= The Magic Comic =

British comic book

The third issue of the original run, dated 5 August 1939

A typical mid-run example of the relaunched 1970s incarnation, dated 4 March 1978

The Magic Comic was a British comics magazine. It was the ill-fated third comics magazine from DC Thomson (after The Beano and The Dandy). It was aimed at a younger audience, with more emphasis on picture stories. The first issue was published on 22 July 1939. The comic ran for only 80 issues until 25 January 1941. Paper rationing resulting from the outbreak of the Second World War caused its demise. Its Editor Bill Powrie promised that 'the Magic' would return; however, he was killed in action in 1942.

Two annuals, named The Magic Fun Book, were also published in 1941 and 1942. From 1943 to 1949, The Magic Comic would share its annual with The Beano, under the title, The Magic-Beano Book. The cover star was Koko the Pup who would later team up with Big Eggo in the Magic-Beano Books between 1943 and 1950 in the story named Eggo and Koko.

A first issue of The Magic comic was sold on eBay in February 2006 for £1,250 to a collector, and it was one of only 6 copies known to exist. A 'Very Fine' copy was also sold in 1997 for £2,975. On 20 January 2015 the first 24 issues of The Magic Comic were sold for £13,000 (+20% commission; 15,600); it came to £650 per comic.
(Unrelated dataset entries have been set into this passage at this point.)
PR #94, opened 2024-06-30
Update support status for Nextcloud Music

paulijar:
Nextcloud Music v2.0.0 brought support for the endpoint `getLyricsBySongId`. For anyone wishing to test this, note that NC Music reads the lyrics only from the file metadata tags. The language information is not parsed but returned always as "xxx" in this API. The `offset` is returned always as "0" because NC Music already internally calculates the offset-adjusted timestamps and returns these for each line.

In addition to this new endpoint, NC Music v2.0.0 added a few simple properties defined in the OpenSubsonic API to a few responses.

Support for the endpoint `getOpenSubsonicExtensions` was added already in the previous release v1.11.0.

### DIFF
--- a/content/en/docs/Endpoints/getLyricsBySongId.md
+++ b/content/en/docs/Endpoints/getLyricsBySongId.md
@@ -120,3 +120,12 @@ Does not exist.
 | Field        | Type                          | Req.    | OpenS.  | Details                   |
 | ------------ | ----------------------------- | ------- | ------- | ------------------------- |
 | `lyricsList` | [`lyricsList`](../../responses/lyricslist) | **Yes** | **Yes** | List of structured lyrics |
+
+---
+
+{{< alert color="warning" title="OpenSubsonic server support" >}}
+
+| Server | Min vers. | Comment |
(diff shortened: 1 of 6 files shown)


Tolriq:
We have mostly stopped doing that server side and use a post in discussion.

It's too much work to maintain.

deluan:
Maybe we could add links to the pages each server/client dev maintains with their own compatibility list? This could be added in the [Overview](https://opensubsonic.netlify.app/docs/) page

paulijar:
If these compatibility lists are not to be maintained, then I think they should be removed to avoid confusion.

Tolriq:
That was the mid term plan, they were there at start to show that some servers did implement everything and motivate other servers and clients to join.

I think we now have reached a state where the project is known enough and the big players are here, so there's no more need to show off.

I agree with @deluan a page maintained by each project works well.

If you are motivated to remove the sections you can PR else I'll do that at some point, probably after the big holidays;

paulijar:
Okay, cool. I'll consider making the PR if I find the time and motivation, but no promises.

Issue #21, opened 2019-07-27
consistent ui design / layout / spacing spec


tomholub:
There are lot of broken layouts around the app, especially when viewed on different size devices.

No thought was given to responsive design so far, and this needs to be fixed.

Here's an example of a broken layout, but there are many, and many of them are subtle.

As a part of this issue:
 - [x] fix any obvious brokenness like the one on the screenshots below
 - [x] fix any more subtle broken ui, and document what was fixed
 - [x] establish common padding and margins around text and buttons, and consistently apply it throughout the app
 - [x] document here your choices for common element padding sizes, distance between buttons, line item sizes, text sizes, etc
 - [x] test and fix design for devices starting with iPod touch all the way up to iPhone X
 - [x] test the app on at least one iPad and fix any obviously broken parts
 - [x] test the app in landscape iPhone view and fix where necessary
 - [x] provide screenshots of what was fixed and how the result looks
 - [x] fix or propose ui / design improvements
 - [x] fix xcode layout warnings
 - [x] when all done, please provide a screenshots of what the app looks on several screens on small iPhone, large iPhone and any tablet.

tomholub:
Eg here the gray box was supposed to be just a thin line (bottom border under the pass phrase)

![image](https://user-images.githubusercontent.com/6306961/61993520-6c9c9300-b09f-11e9-92f0-1448d91a5402.png)

Or here it's way too broken:

![image](https://user-images.githubusercontent.com/6306961/61993524-850cad80-b09f-11e9-99fc-134659fce50b.png)

Or here the title text does not even fit on screen

![image](https://user-images.githubusercontent.com/6306961/61993528-9950aa80-b09f-11e9-87ad-740e24f17fac.png)

etc etc

tomholub:
Unexpected gray block in compose, was probably supposed to be a line just like between recipient and subject.

![image](https://user-images.githubusercontent.com/6306961/62066318-7b5e8380-b220-11e9-8859-924d64b4138a.png)

RomanKovalchuk2019:
Fixed in pr #32

tomholub:
@RomanKovalchuk2019 did you also look at these three?

* [ ]  document here your choices for common element padding sizes, distance between buttons, line item sizes, text sizes, etc
* [ ]  test the app on at least one iPad and fix any obviously broken parts
* [ ]  fix xcode layout warnings

Let me know.

RomanKovalchuk2019:
[...]

Issue #13, opened 2019-07-27
top bar improvements + icon spacing


tomholub:
fix icon spacing in compose - should lean towards the right side, with equal spacing between them, leaving enough space for the title (eg `Compose`)

Hide `trash` icon when the message is already in Trash, relevant code (to fix):
```Swift
        if self.path == "[Gmail]/Trash" {
            // self.btnTrash.isHidden = true; // todo - hide the trash btn
        }
```
and to remove:
```Swift
        guard self.path != "[Gmail]/Trash" else { // todo - does not need to be here once trash btn is hidden
            self.showToast("Message is already in trash")
            return
        }
```
Ensure spacing of other icons does not break without the trash icon.

tomholub:
Here broken spacing
![image](https://user-images.githubusercontent.com/6306961/61993327-c780bb00-b09c-11e9-80d6-245c75a67097.png)

Here also broken, should be closer together:
![image](https://user-images.githubusercontent.com/6306961/61993330-d7000400-b09c-11e9-8704-2e9c0cd68ad1.png)

RomanKovalchuk2019:
Fixed in pr #32

Issue #12, opened 2019-07-27
compose: body text improvements


tomholub:
- [x]  Remove msg placeholder when focused
- [x] make typed text show in black
- [x]  use standard size for composed text: 17
- [x] make compose field scrollable (currently cannot see text if I write too many lines)

tomholub:
here example of too much text / cannot scroll:

![image](https://user-images.githubusercontent.com/6306961/61993338-f9921d00-b09c-11e9-86ae-3d7ab110ca07.png)

RomanKovalchuk2019:
Fixed in pr #32

Issue #7, opened 2019-07-25
fix decrypted message scrolling


tomholub:

tomholub:
doesn't actually scroll fully yet

tomholub:
The issue is visible with messages that span more than one screen. It looks like it would scroll, but it really doesn't.

RomanKovalchuk2019:
Fixed in pr #32

PR #32, opened 2019-08-17
Remake compose text view

RomanKovalchuk2019:
Fixed navigation bar layout, fixed message scrolling, added compose message scrolling. 
I also remove title in compose page, because I think navigation bar would look better without title. Please, take a look on that, and if you don't agree with me, I will change it.


tomholub:
#21 #13 #12 #7

FlowCrypt/Controllers/Inbox/InboxViewController.swift
```diff
@@ -20,20 +25,44 @@ class InboxViewController: BaseViewController, UITableViewDelegate, UITableViewD
...
+    }
+
+    override func viewWillDisappear(_ animated: Bool) {
+        self.sideMenuController()?.sideMenu?.allowslideGesture = false
+        self.tableView.reloadData()
+    }
+
+    func movedOrUpdated(objMessage: MCOIMAPMessage) {
+        let index = self.messages.firstIndex(of: objMessage)
+        self.messages.remove(at: index!)
```
tomholub: Getting NPE here after archiving email

Screenshot 2019-08-18 at 2 07 35 AM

On 31 January 1976 DC Thomson revived the Magic Comic. This incarnation would go on to last until 1979. The new version was aimed at younger audience than The Beano and Dandy and was more of a pre-school comic than the original Magic comic. The comic was loosely concerned with magic of all kinds. Even though this new comic was considered a revival it contained none of the characters that appeared in the earlier Magic. However it did contain characters from The Beano with a spinoff of Biffo the Bear involving his niece and nephew, Cuddly and Dudley, appearing in the new comic.

==Comic strips featured in the first comic==
- Koko the Pup (The comic's cover star featuring an anthropomorphic dog.)
- Dolly Dimple, not so simple
- Peter Piper (Drawn by Dudley Watkins this comic strip featured a boy with magical pipes that could bring statues to life. It was revived in the Dandy in the 1990s.)
- Boy Biffo the Brave
- Uncle Dan The Magic man
- The Boy with the Golden Goose
- Cheeky Mary – The Lord Mayors Daughter
- Tell-Tale Tilly
- Sam Swell
- Little Squirty
- The Adventures of Grandfather Clock
- The Tickler Twins in Wonderland (About a pair of twins living in a world full of characters from popular fairy tales and nursery rhymes. The Beano character Pansy Potter would later have her own in Wonderland series.)
- Pa, Ma and Squeaker
- Oompah Pete
- Ugly Muggins
- Wee Hi Lo
- Poor Blind Billy
- The Seven-Foot Cowboy
- Val in the Magic Forest
- The Magic Joke Page
- Inky, Binky and Bluff
- Sooty Snowball (The main character of this comic strip was a black caricature who was dressed in nothing but a grass skirt. It appeared on the comic's back cover.)
- Leave It to Lop Ears
- Crusty Crosspatch
- The Wolf Boy of Badenoch
- Old Pop Pelican
- Tootsy McTurk (A comic strip about a man with unusually large feet. A similar strip called Claude Hopper would later appear in the Dandy.)
- Sammy's Magic Stone
- Herr Paul Fry – The Nasty Spy
- Ding-Dong Dally
- Little Orphan Andy
- Old Father Time
- Kipper Feet
- Beric the Caveboy
- Dizzy Duck
- Dick Turpentine the hopeless highway man
- Dirty Dick – The Chimney Sweep
- Stone-Age Steve
- Young Buffalo Bill
- Two Wanderers of the War
- Softie Sam
- Gulliver
- Keeper of the Flock
- Hiram Scaram – The Stagecoach Driver
- Robin Hood
- Pete of the Spitfires
- Bandy Legs

==Comic strips featured in the revived comic==
- Witch Wanda
- Elfey
- Rainbow Road (about children in neighbouring houses with each door painted a different colour of the rainbow)
- Copy Cat
- Betsy's Magic Bracelet (a serial about a girl who owned a bracelet with lucky charms enchanted by a friendly witch)
- Flying Flapears (a flying rabbit)
- Spaceship Lollipop
- Aladdin and his Magic Lamp
- The Magic Club (including "Magic Pictures", "Magic Mirror" and "Magic Riddles")
- Cuddly and Dudley (Spin-off from The Beanos Biffo the Bear)
- Peter Popin and his Magic Popup Book (a boy who could "fly through time and space" into the worlds within his popup book)
- Tommy Trix
- A Talk with Stubby Pencil
- Magic Playtime
- Penny and the Prince
- The Magic of... (on the back cover, a factual article about the wonders of the world).